TREK includes built-in MCP prompts — pre-built context loaders that tell your AI client how to summarize or present your trip data in a structured way. Prompts are a standard MCP feature: compatible clients can invoke them by name to get a ready-made starting point for common tasks.

Built-in prompts

Prompt Addon required Description
trip-summary Loads a formatted summary of a trip: dates, member list, day count, number of places per day, packing progress, budget total, reservation count, and collab note count. Use this before asking the AI to plan or modify a trip.
packing-list Packing Returns the full packing checklist for a trip, grouped by category, with each item marked checked or unchecked.
budget-overview Budget Returns a budget summary for a trip — total spend, breakdown by category (sorted descending), and a per-person cost estimate.
token_auth_notice Deprecation notice for sessions authenticated with a static trek_ token. Only available in static-token sessions. Explains that the token will stop working in a future version and how to migrate to OAuth 2.1.

packing-list and budget-overview are only registered when the corresponding addon is enabled on your TREK instance.

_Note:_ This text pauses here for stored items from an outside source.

PR #1837, opened 2026-09-12
fix(tools): check artifact name and mime in file authoring deduplication

### LINKED ISSUE #1836: [Bug]: file_authoring tools falsely deduplicate distinct files sharing identical content
### Duplicate check

### AgentOS version or commit

### Area
Tools

### Describe the Bug
In `src/agentos/tools/builtin/file_authoring.py`, the in-turn deduplication helper `_published_response` checks only `published.get("sha256") != target_sha256`:
```python
target_sha256 = hashlib.sha256(payload).hexdigest()
        continue
    llm_artifact = {k: v for k, v in published.items() if k != "download_url"}
    return json.dumps(
        {
            "artifact": llm_artifact,
            "note": (
                "This generated file is already registered for the current surface "
                "in this turn. Do not recreate or paste the file contents; just "
                "confirm it is ready."
            ),
        },
        ensure_ascii=False,
    )
```

Because `_published_response` only checks `target_sha256`, if two distinct files sharing identical content (e.g. empty CSV/Excel sheets, two template presentations, or reports sharing identical rows such as `report_jan.csv` and `report_feb.csv`) are created within the same turn/session context, calling the second file authoring tool immediately returns `status: "already_published"` pointing to the first file's artifact name and ID.

As a result:
1. The second file is never published and is omitted from `ctx.published_artifacts`.
2. The model receives a status claiming the second file is ready, but referencing the first file's name and download payload.

In contrast, `ArtifactStore.find_existing_ref` (which is evaluated right after this in-turn check) properly requires `(sha256, name, mime)` to match.

### Steps to Reproduce
1. In the same tool context, invoke `create_csv(name="first.csv", rows=[["a", "b"]])`.
2. Next invoke `create_csv(name="second.csv", rows=[["a", "b"]])`.
3. The second call returns `status: "already_published"` with `"name": "first.csv"`, and `ctx.published_artifacts` only contains 1 artifact instead of 2.

### Expected Behavior
`_published_response` in `file_authoring.py` should check that the artifact `name` and `mime` match before considering an artifact to be already published.

haririya:
Fixes #1836

### Problem
In `_published_response` (`src/agentos/tools/builtin/file_authoring.py`), in-turn deduplication previously checked only `published.get("sha256") == target_sha256`. If two distinct files created in the same turn/session context shared identical content (e.g., empty CSV/Excel sheets, two template presentations, or reports sharing identical rows like `first.csv` and `second.csv`), calling the second authoring tool immediately returned `status: "already_published"` pointing to the first file's artifact name and ID. The second file was never published or registered in `ctx.published_artifacts`.

### Solution
- In `_published_response`, require that `published.get("name") == name` and `published.get("mime") == mime` in addition to `published.get("sha256") == target_sha256` before considering an artifact already published in the current turn. This aligns with `ArtifactStore.find_existing_ref`'s matching contract.
- Add regression test in `tests/test_tools/test_file_authoring_tools.py` verifying that two distinct files with identical content are each published and tracked with their own names, while an identical re-creation call still correctly returns `already_published`.

### DIFF
--- a/src/agentos/tools/builtin/file_authoring.py
+++ b/src/agentos/tools/builtin/file_authoring.py
@@ -214,7 +214,11 @@ def _published_response(
 
     target_sha256 = hashlib.sha256(payload).hexdigest()
     for published in reversed(ctx.published_artifacts):
-        if published.get("sha256") != target_sha256:
+        if (
+            published.get("sha256") != target_sha256
+            or published.get("name") != name
+            or published.get("mime") != mime
+        ):
             continue
         llm_artifact = {k: v for k, v in published.items() if k != "download_url"}
         return json.dumps(
--- a/tests/test_tools/test_file_authoring_tools.py
+++ b/tests/test_tools/test_file_authoring_tools.py
@@ -23,7 +23,7 @@ def _channel_artifact_context(tmp_path: Path) -> ToolContext:
     workspace = tmp_path / "workspace"
     workspace.mkdir(exist_ok=True)
     return ToolContext(
-                caller_kind=CallerKind.CHANNEL,
+        caller_kind=CallerKind.CHANNEL,
         workspace_dir=str(workspace),
         artifact_media_root=str(tmp_path / "media"),
         artifact_session_id="session-1",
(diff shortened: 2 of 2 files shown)


andreapn:
Thanks for the PR. Issue #1836 has been resolved by #1953, which is now merged into main. Note for future reference: `ctx.published_artifacts` entries carry the store's sanitized name/mime, so the in-turn comparison needs the same `_safe_filename`/`_safe_mime` normalization as `find_existing_ref`; comparing the raw caller name misses its own earlier publish for names with unsafe characters. Closing this one.

PR #1841, opened 2026-09-12
fix(mcp): events_wait no longer conflates hitting max_events with a r…

### LINKED ISSUE #1798: [Bug]:  events_wait reports timed_out: true whenever max_events is reached, even when the call succeeded instantly

Preciousuche:
Summary

events_wait derived timed_out purely from whether the last collected event happened to be terminal (events[-1]["event"] not in _TERMINAL_EVENTS). That conflates three distinct loop exits — genuine deadline expiry, a terminal event seen, and the max_events cap being reached — and only the terminal-event path produces a terminal last event. A perfectly successful call that simply collected max_events non-terminal events before the deadline was misreported identically to a real timeout, which the default max_events=100 makes easy to hit on a long-running session, and easy for an MCP client to misdiagnose as stalled.
events_wait now tracks timed_out as an explicit flag, set only at the loop's two genuine timeout exits (deadline exhausted, or a recv_event TimeoutError) — never derived from the shape of the last collected event.
Test plan

Extended test_events_wait_preserves_max_events_below_the_cap to assert timed_out is False (the issue's exact reproduction).
Added test_events_wait_reports_timed_out_on_genuine_deadline_expiry and test_events_wait_terminal_event_is_not_a_timeout to guard the two paths that must still behave correctly.
Verified via stash that the extended test fails pre-fix (True vs expected False) and all pass post-fix.
ruff/mypy clean. Full tests/test_mcp_server/ suite: 32 passed, 1 unrelated pre-existing failure (test_protocol_smoke.py, a jsonschema_specifications package file corrupted during an unrelated .venv rebuild in this worktree — confirmed unrelated to bridge.py/events_wait).
Fixes #1798

### DIFF
--- a/src/agentos/mcp_server/bridge.py
+++ b/src/agentos/mcp_server/bridge.py
@@ -160,15 +160,18 @@ class AgentOSMCPBridge:
             timeout_s = timeout_ms / 1000
             deadline = time.monotonic() + timeout_s
 
+            timed_out = False
             while len(events) < max_events:
                 # Re-clamp: on coarse clocks ``deadline - now`` can round a hair
                 # above ``timeout_s``, handing ``recv_event`` more than the cap.
                 remaining = min(deadline - time.monotonic(), timeout_s)
                 if remaining <= 0:
+                    timed_out = True
                     break
                 try:
                     frame = await client.recv_event(timeout=remaining)
                 except TimeoutError:
+                    timed_out = True
                     break
                 normalized = _normalize_event_frame(frame)
                 payload = normalized.get("payload")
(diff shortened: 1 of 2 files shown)


andreapn:
#1798 is solved by #1832, which has now been merged with the same explicit `timed_out` flag. Closing this one as a duplicate. Thanks!

Issue #1598, opened 2026-09-09
[Bug]: `agentos cron remove` reports success for nonexistent jobs


tyler-james-bridges:
### Duplicate check

- [x] I searched the existing open and closed issues and this is not a duplicate.

### AgentOS version or commit

2026.9.10

### Area

Scheduler

### Reproduction steps

1. Ensure the gateway is running (`agentos gateway status`).
2. Confirm a job id does not exist:
   ```bash
   agentos cron status missing-job-xyz --json
   ```
   Observed: exit 2, `{"error": {"message": "'Cron job not found: missing-job-xyz'", "code": "NOT_FOUND"}}`
3. Remove that same id:
   ```bash
   agentos cron remove missing-job-xyz --yes --json
   ```

### Expected behavior

`cron remove` should fail the same way as `cron status` / `cron update` when the job is missing: non-zero exit and a `Cron job not found: …` error (no success payload).

`scheduler.ops.remove()` already returns `False` when the job is missing, and the agent Control `cron` tool already checks that bool and raises `Job not found`. CLI / `cron.remove` RPC should match.

### Actual behavior

```text
$ agentos cron remove missing-job-xyz --yes --json
{"id": "missing-job-xyz", "removed": true}
# exit 0
```

Human mode also prints a success table with `removed = True` and title "Cron job removed".

**Root cause (2026.9.10 / main):**
1. `scheduler/ops.py` `remove()` correctly returns `False` if the job does not exist.
2. `gateway/rpc_cron.py` `_handle_cron_remove` awaits `scheduler.remove_job(...)` but discards the bool and always returns `None` (RPC success). Sibling handlers (`cron.status`, `cron.update`) raise `KeyError(f"Cron job not found: {id}")`.
3. `cli/cron_cmd.py` `cron_remove` always builds `{"id": job_id, "removed": True}` after a successful RPC call, so the CLI invents success even when nothing was deleted.

Contrast: `tools/builtin/control.py` remove path checks `if not removed: raise SafeToolError(...)`.

**Suggested fix:** In `_handle_cron_remove`, if `remove_job` returns `False`, raise `KeyError(f"Cron job not found: {id}")` like status/update. Stop hardcoding `removed: True` in the CLI (rely on RPC error, or surface the real bool). Fat tests: missing id → non-zero / NOT_FOUND; existing id still removes.

[...]

PR #1842, opened 2026-09-12
fix(sandbox): resolve relative destructive targets against cwd, not the workspace

### LINKED ISSUE #1579: [Bug]: sensitive_target_in_command ignores cwd when workspace is provided, resolving relative command targets against workspace and bypassing sensitive-path hard-blocks

iamhaniofficial:
## Summary

Fixes #1579.

`sensitive_target_in_command` conflated the workspace boundary with the command's execution directory: whenever `workspace` was passed, `cwd` was discarded and `_extract_intents` normalised relative targets against the workspace root. `exec_command` passes both (`shell.py` `_check_exec_approval`), which is exactly the case where `cwd` was ignored, so `rm -rf config` run with `workdir=~/.aws` resolved to `<workspace>/config`, matched no sensitive basename, and the hard block that "ordinary approval cannot override" never fired.

Reproduced at the real tool boundary before the change. The reported case (`workdir=~/.aws`) is caught by the whole-text scan in `_sensitive_shell_block`, which prepends the workdir literal — but these two are not:

| command | workdir | intent scan | text scan |
|---|---|---|---|
| `rm -rf config` | `~/.aws` | None | `~/.aws` (workdir literal) |
| `rm -rf .aws/config` | `~` | None | None |
| `rm -rf ../.ssh` | `~/project` | None | None |

## Change

Per the triage note, the two notions are kept separate:

- `cwd` is what a relative target resolves against. A relative `cwd` is itself anchored to the workspace, mirroring `shell._effective_workdir`.
- `workspace` is what "inside the workspace" is measured against, and that comparison is **not** tightened.
- With no workspace configured the execution directory remains the only boundary there is, so the `/root` container exception keeps working for that case exactly as before.

## Tests

- New cases in `tests/test_sandbox/test_sensitive_paths.py`: the three rows above, tilde expansion of `cwd`, a relative `cwd` anchored to the workspace, the `/root` exception measured against the workspace rather than the cwd, and the pre-existing `cwd=None` / `workspace=None` contracts.
- Benign regression guards that must stay **allowed**: `rm -rf build`, `rm -rf ./dist node_modules`, `rm -f ../scratch.txt`, `shutil.rmtree('build')` under an in-workspace workdir.
- A boundary test in `tests/test_tools/test_shell_approval_policy.py` through `_check_exec_approval` with both `workspace` and `workdir` set: `rm -rf .aws/config` from `$HOME` is blocked with `~/.aws`; `rm -rf build` inside the workspace is not.

Note: `sensitive_paths.py` and the test module are not `ruff format`-clean on `main`; the added hunks are format-clean on their own and the surrounding code was deliberately left untouched to keep the diff reviewable.

## Merge safety

### DIFF
--- a/src/agentos/sandbox/sensitive_paths.py
+++ b/src/agentos/sandbox/sensitive_paths.py
@@ -493,17 +493,39 @@ def sensitive_target_in_command(
         return None
     from agentos.sandbox.intent_cache import _extract_intents
 
-    effective_workspace = workspace
-    if effective_workspace is None:
-        effective_workspace = cwd if cwd is not None else Path.cwd()
+    # Two different notions: ``cwd`` is what a relative target resolves
+    # against (the directory the command executes in), ``workspace`` is what
+    # "inside the workspace" is measured against. Collapsing them made ``rm
+    # -rf config`` in ``~/.aws`` look like ``<workspace>/config``.
+    base_dir = _resolve_command_cwd(cwd, workspace)
+    # With no configured workspace, the execution directory is the only
+    # boundary there is -- the ``/root`` container exception hangs off it.
+    effective_workspace = workspace if workspace is not None else base_dir
 
-    for _kind, target in _extract_intents(command, base_dir=effective_workspace):
+    for _kind, target in _extract_intents(command, base_dir=base_dir):
         if _is_root_target(target):
             return _ROOT_TARGET_MARKER
         marker = sensitive_path_marker(target, workspace=effective_workspace)
         if marker is not None:
             return marker
     return None
+
+
+def _resolve_command_cwd(cwd: str | Path | None, workspace: str | Path | None) -> Path:
+    """Directory a command's relative targets resolve against.
+
+    Mirrors ``shell._effective_workdir``: an absolute ``cwd`` is taken as
+    given, a relative one is anchored to the workspace, and with neither the
+    workspace itself (or, failing that, the process cwd) is the anchor.
+    """
+    if cwd is not None:
+        raw = Path(cwd).expanduser()
+        if raw.is_absolute() or workspace is None:
+            return raw
+        return Path(workspace).expanduser() / raw
+    if workspace is not None:
+        return Path(workspace).expanduser()
+    return Path.cwd()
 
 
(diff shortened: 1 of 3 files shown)


andreapn (approved):
LGTM

PR #1843, opened 2026-09-12
fix(tools): parse CSV cells over the 128 KB field limit in read_spreadsheet

### LINKED ISSUE #1580: [Bug]: _read_delimited_rows crashes with unhandled _csv.Error on fields exceeding 128KB in read_spreadsheet

iamhaniofficial:
## Summary

Fixes #1580.

`_read_delimited_rows` handed the text to `csv.reader` with Python's default `field_size_limit` (131072) and caught only `UnicodeDecodeError`, so a single cell over 128 KB — an embedded JSON blob, log line or base64 column — escaped `read_spreadsheet` as a raw `_csv.Error` traceback instead of a `ToolError`.

## Change

Following the triage guidance (`csv.field_size_limit()` is process-global; don't raise it at import or to `sys.maxsize`; cap against the file):

- The parse runs with the limit raised to `len(text) + 1` — a cell can never be longer than the text it lives in, so a malformed quote can absorb at most this file, which is already in memory — and the previous value is restored in a `finally` as soon as the parse ends.
- Every parse takes one lock. Spreadsheet reads run on executor threads, and a small read that checked the limit *outside* the lock could observe a neighbour's temporary raise, skip the lock, and then fail when that neighbour restored the default mid-parse. Reads that don't need a raise never mutate the global at all.
- Any other `csv.Error` is surfaced as `ToolError("Cannot parse <file> as delimited text: ...")`.

## Tests

`tests/test_tools/test_csv_large_fields.py`: the exact reproduction (131073-char cell) through both `_read_delimited_rows` and the `read_spreadsheet` tool; a quoted multiline blob over the limit; the process-wide limit restored after a successful read and after a parse error; small files never touching the global; the raised value capped at the file length; and four threads doing over-limit reads concurrently with the default intact afterwards.

## Merge safety

### DIFF
--- a/src/agentos/tools/builtin/filesystem.py
+++ b/src/agentos/tools/builtin/filesystem.py
@@ -11,6 +11,7 @@ import json
 import os
 import posixpath
 import re
+import threading
 import zipfile
 from pathlib import Path
 from xml.etree import ElementTree as ET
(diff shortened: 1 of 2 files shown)


andreapn:
Thanks for the PR. #1580 has been fixed by #1681, which was merged. Closing this one.

Both fixes are behaviourally equivalent (bounded to the file length, locked, restored — the `len(text)+1` vs `len(text)` difference does not manifest, verified against a single-cell file with no trailing newline). #1681 was opened two days earlier, so it takes the tie.

PR #1844, opened 2026-09-12
fix(sandbox): resolve a relative cwd against the workspace in gate_action

### LINKED ISSUE #1595: [Bug]: gate_action's relative-cwd resolution can make an unrelated command look like a denied repeat (post_denial_guard false positive)

iamhaniofficial:
## Summary

Fixes #1595.

`_resolve_workspace` accepted `cwd` only when it was already absolute and otherwise discarded it, falling through to the workspace root. `gate_action` passes that value into `build_request(cwd=...)` and `action_fingerprint` hashes `cwd` ("a different working directory is a different action"), so every relative `workdir` collapsed onto one fingerprint. For `@sandboxed` tools whose `argv_factory` is fixed or path-only (`git_status`), `cwd` is the only discriminator — which made `post_denial_guard` auto-deny a `repoB` call as `REPEATED_SAME_INTENT` right after the human denied `repoA`, a request the human never saw.

## Change

A relative `cwd` is now joined onto the workspace root (tool-context workspace first, then the runtime workspace, then the process cwd — the same precedence the function already used for its fallback), mirroring `shell._effective_workdir`. Absolute paths and the no-`cwd` fallback are unchanged. The join is lexical: an absolute cwd is already passed through without `resolve()`, and `build_policy` deliberately avoids symlink expansion.

As the triage note says, #1510 (`_sandbox_request_for`) and #1566 (`git._effective_workdir`) already landed on `main`; this is the remaining call site.

## Tests

`tests/test_sandbox/test_gate_action_relative_cwd.py`: `_resolve_workspace` for relative / nested / absolute / empty / `~` cwds and the context-vs-runtime precedence; two `gate_action` calls with the fixed `git status` argv in `repoA` and `repoB` producing distinct `request.cwd` and fingerprints; and the reported scenario end to end through the runtime ledger — deny `repoA`, `repoB` is allowed, a blind retry of `repoA` is still `REPEATED_SAME_INTENT`.

## Merge safety

### DIFF
--- a/src/agentos/sandbox/integration.py
+++ b/src/agentos/sandbox/integration.py
@@ -257,10 +257,26 @@ def _resolve_session_id(runtime: SandboxRuntime, session_id: str | None) -> str:
 
 
 def _resolve_workspace(runtime: SandboxRuntime, cwd: str | None) -> Path:
+    """Directory the gated action runs in, always absolute.
+
+    A relative ``cwd`` is joined onto the workspace root, mirroring
+    ``shell._effective_workdir``. It used to be discarded outright, so every
+    relative ``workdir`` collapsed onto the root and -- because
+    :func:`action_fingerprint` hashes ``cwd`` -- two unrelated
+    subdirectories shared one fingerprint. For tools with a fixed
+    ``argv_factory`` that made a denial in one directory auto-deny the next
+    directory as ``REPEATED_SAME_INTENT`` (#1595).
+    """
+    root = _workspace_root(runtime)
     if cwd:
-        p = Path(cwd)
+        p = Path(cwd).expanduser()
         if p.is_absolute():
             return p
+        return root / p
+    return root
+
+
+def _workspace_root(runtime: SandboxRuntime) -> Path:
     try:
         from agentos.tools.types import current_tool_context
 
--- a/tests/test_sandbox/test_gate_action_relative_cwd.py
+++ b/tests/test_sandbox/test_gate_action_relative_cwd.py
@@ -1,0 +1,131 @@
+"""Issue #1595: a relative ``cwd`` must resolve against the workspace root.
+
+``_resolve_workspace`` used to accept ``cwd`` only when it was already
+absolute and otherwise fell through to the workspace root, so every relative
+``workdir`` collapsed onto one path. ``action_fingerprint`` hashes ``cwd``, and
+for tools with a fixed ``argv_factory`` (``git_status``) it is the *only*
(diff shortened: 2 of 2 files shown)


andreapn (approved):
LGTM

PR #1767, opened 2026-09-11
fix(channels): handle benign Slack reaction errors without disabling reactor (Closes #1756)

0xEaEd:
### Summary
When Slack returns `{"ok": False, "error": "already_reacted"}` on `/reactions.add` or `{"ok": False, "error": "no_reaction"}` on `/reactions.remove`, `SlackStatusReactor._post` was raising `RuntimeError`. This caused `_warn_failure` and `self._disable(...)`, permanently disabling status reactions for the rest of the session despite these being benign, expected idempotent conditions.

### Changes
- In `src/agentos/channels/_reactions.py`: treat `already_reacted` and `no_reaction` errors from Slack API as non-fatal/success (`return True`).
- In `tests/test_channels/test_status_reaction_lifecycle.py`: added tests verifying that `already_reacted` and `no_reaction` do not disable the reactor, while true fatal API errors still properly disable it.

Closes #1756

PR #1880, opened 2026-09-12
fix(channels): SlackStatusReactor treats already_reacted/no_reaction as success

### LINKED ISSUE #1756: [Bug]: SlackStatusReactor permanently disables status reactions on benign already_reacted or no_reaction Slack API errors
### Duplicate check

### AgentOS version or commit

2026.9.11 (commit 4ca69fff)

### Area

Channel integration

### Reproduction steps

```python
import asyncio

logger = MagicMock()
channel = MagicMock()
client = MagicMock()

msg = IncomingMessage(
    sender_id="U123",
    channel_id="C123",
    content="hello",
)

mock_resp = MagicMock()
mock_resp.status_code = 200

async def main():
    # Attempt adding reaction:
    await reactor.received(msg)

asyncio.run(main())
```

### Expected behavior

### Actual behavior

```python
    return False
```

```text
Reactor disabled: True
```

### Environment

andrew1234-arch:
## Linked issue
Fixes #1756

## Summary
`_post` raised on any Slack API error outside `{missing_scope,
not_allowed_token_type}`, and the caller turns that into `_disable()` --
permanent, since `_disabled` is only ever reset in `__init__`. A single
already-there/already-gone reaction (a restart retrying `received()`, a
user manually removing a reaction, a concurrent settle) turns status
reactions off for the rest of the process's life.

## Fix
Same root cause and same one-line fix as PR #1767: `already_reacted`/
`no_reaction` now return `True` (end state already achieved) instead of
falling through to raise. Deliberately does not go further than that --
`ratelimited` and similar genuinely-failed calls must keep disabling,
since treating those as success would hide a real problem rather than a
benign race.

The difference from #1767: this adds the test coverage it doesn't have.
Its two new tests only exercise `received()`/`completed()` and check
internal state (`_disabled`, `_active`) -- neither calls `failed()`, and
neither asserts a reaction is actually posted to Slack. The literal
symptom in #1756 -- the ❌ marker missing because clearing the prior
reaction hit `no_reaction` along the way -- isn't exercised there.

## Tests
New `tests/test_channels/test_slack_status_reactor_errors.py`, against
the real `SlackStatusReactor`/`_post` path (mocked HTTP client, not a
hand-rolled fake):
- `test_already_reacted_on_add_is_treated_as_success`
- `test_no_reaction_on_remove_is_treated_as_success`
- `test_genuinely_unexpected_slack_errors_still_disable` -- explicit
  guard (`ratelimited`) that the fix isn't broadened past its two cases
- `test_missing_scope_still_disables_unaffected_by_this_fix`
- `test_403_status_still_disables_unaffected_by_this_fix`
- `test_failed_reaches_the_x_marker_even_when_clearing_hits_no_reaction`
  -- end-to-end: the actual reported symptom

3 of 6 fail against unpatched code, confirming they're real regression
tests, not tautologies.

Commands run:
- `uv run ruff check src/agentos/channels/_reactions.py tests/test_channels/test_slack_status_reactor_errors.py` -> All checks passed!
- `uv run ruff format --check tests/test_channels/test_slack_status_reactor_errors.py` -> clean
- `uv run mypy src/agentos/channels/_reactions.py tests/test_channels/test_slack_status_reactor_errors.py --show-error-codes` -> Success: no issues found
- `uv run pytest tests/test_channels/ tests/unit/chat/ tests/test_scheduler/ -q` -> 1060 passed

Note: `_reactions.py` has file-level `# fmt: off` -- not run through `ruff format`, matching this file's own convention.

Third-party origin: none.

### DIFF
--- a/src/agentos/channels/_reactions.py
+++ b/src/agentos/channels/_reactions.py
@@ -90,7 +90,9 @@ class SlackStatusReactor(_BaseStatusReactor):
         if resp.status_code == 403: self._disable("missing_oauth_scope"); return False
         resp.raise_for_status(); data = resp.json()
         if data.get("ok"): return True
-        if data.get("error") in {"missing_scope", "not_allowed_token_type"}: self._disable("missing_oauth_scope"); return False
-        raise RuntimeError(f"Slack API error: {data.get('error')}")
+        error = data.get("error")
+        if error in {"already_reacted", "no_reaction"}: return True
+        if error in {"missing_scope", "not_allowed_token_type"}: self._disable("missing_oauth_scope"); return False
+        raise RuntimeError(f"Slack API error: {error}")
 
 NULL_STATUS_REACTOR = NullStatusReactor()
--- a/tests/test_channels/test_slack_status_reactor_errors.py
+++ b/tests/test_channels/test_slack_status_reactor_errors.py
@@ -1,0 +1,133 @@
+"""SlackStatusReactor and benign "already there"/"already gone" API errors.
+
+``_post`` treated any Slack API error other than ``missing_scope``/
+``not_allowed_token_type`` as fatal -- raising, which the caller (`_add_state`/
+`_clear_active`) turns into a *permanent* ``_disable()`` for the rest of the
+process's life, with no recovery path (``_disabled`` is only ever set back to
+``False`` in ``__init__``).
+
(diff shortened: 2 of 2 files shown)


andreapn:
Thanks for the PR. Issue #1756 has been resolved by #1933, which is now merged into `main` (identical behaviour). Closing this one.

token_auth_notice is only registered when the current session was authenticated with a legacy static API token — it does not appear in OAuth sessions.

How to use prompts

In a compatible MCP client (such as Claude.ai or Claude Desktop), prompts typically appear as slash commands or in a prompts panel. You select the prompt, supply any required arguments (such as a tripId), and the client sends the formatted context to the AI before your next message.

For example, invoking trip-summary with a trip ID gives the AI a compact snapshot of that trip — days, members, budget, packing — without needing to call multiple tools one by one.